**Stored data entries:**
*** Block opens ***

PR #1638, opened 2024-11-05
tapo: provide settings to override tapo camera's ip

latel:
# Motivation
I purchased a Tapo C120 camera, but after connecting it to Scrypted and trying various parameter combinations, the video still stutters. However, if I first connect it to Go2RTC and then integrate it into Scrypted using RTSP, it streams smoothly, though this approach sacrifices two-way audio functionality.

# Prompts
Since @scrypted/tapo’s two-way audio implementation actually relies on a less strict vulnerability in the Tapo camera, I suggest adding an option in the @scrypted/tapo plugin’s settings to specify the camera’s IP address. This way, even if a camera is connected through Go2RTC, the @scrypted/tapo plugin could still ensure connection to the actual Tapo camera IP. Given that the Go2RTC server IP and the Tapo camera IP are obviously different, in this scenario, @scrypted/tapo should not default to using Go2RTC’s virtual camera IP.

### DIFF
--- a/plugins/tapo/src/main.ts
+++ b/plugins/tapo/src/main.ts
@@ -11,6 +11,12 @@ class TapoIntercomMixin extends SettingsMixinDeviceBase<VideoCamera & Settings> 
             title: 'Cloud Password',
             description: 'The Tapo Cloud account password. This is not the same as the ONVIF/RTSP local password.',
             type: 'password',
+        },
+        cameraIP: {
+            title: 'Camera IP Address',
+            description: 'The actual IP address of your Tapo camera, Defaults to the one Scrypted provides.',
+            type: 'string',
+            placeholder: 'e.g., 192.168.1.100',
         }
     });
     client: Promise<TapoAPI>;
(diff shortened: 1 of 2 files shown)


plugins/tapo/src/main.ts
```diff
@@ -11,6 +11,12 @@ class TapoIntercomMixin extends SettingsMixinDeviceBase<VideoCamera & Settings>
             title: 'Cloud Password',
             description: 'The Tapo Cloud account password. This is not the same as the ONVIF/RTSP local password.',
             type: 'password',
+        },
+        cameraIP: {
+            title: 'Camera IP Address',
+            description: 'The actual IP address of your Tapo camera, Defaults to the one Scrypted provides.',
+            type: 'string',
+            placeholder: 'e.g., 192.168.1.100',
```
koush, line 19: remove the e.g.,

koush:
I don't think this is the correct fix. The correct fix is to determine why the feed is stuttering. It's likely due to something with the stream timestamps. Use the ffmpeg plugin to determine the ffmpeg arguments that provide a clean ingestion of the stream, possibly sanitizing timestamps.

latel:
image

There will be a new config entry added to specify the camera's real IP

ricmik:
Will this work for Taco cameras that are blocked from accessing the internet too?

latel:
> Will this work for Taco cameras that are blocked from accessing the internet too?

It works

*** Block closes ***

In the records above, locate each line with the word "cameras". Copy all such lines.

**RESPONSE:**
Will this work for Taco cameras that are blocked from accessing the internet too?
> Will this work for Taco cameras that are blocked from accessing the internet too?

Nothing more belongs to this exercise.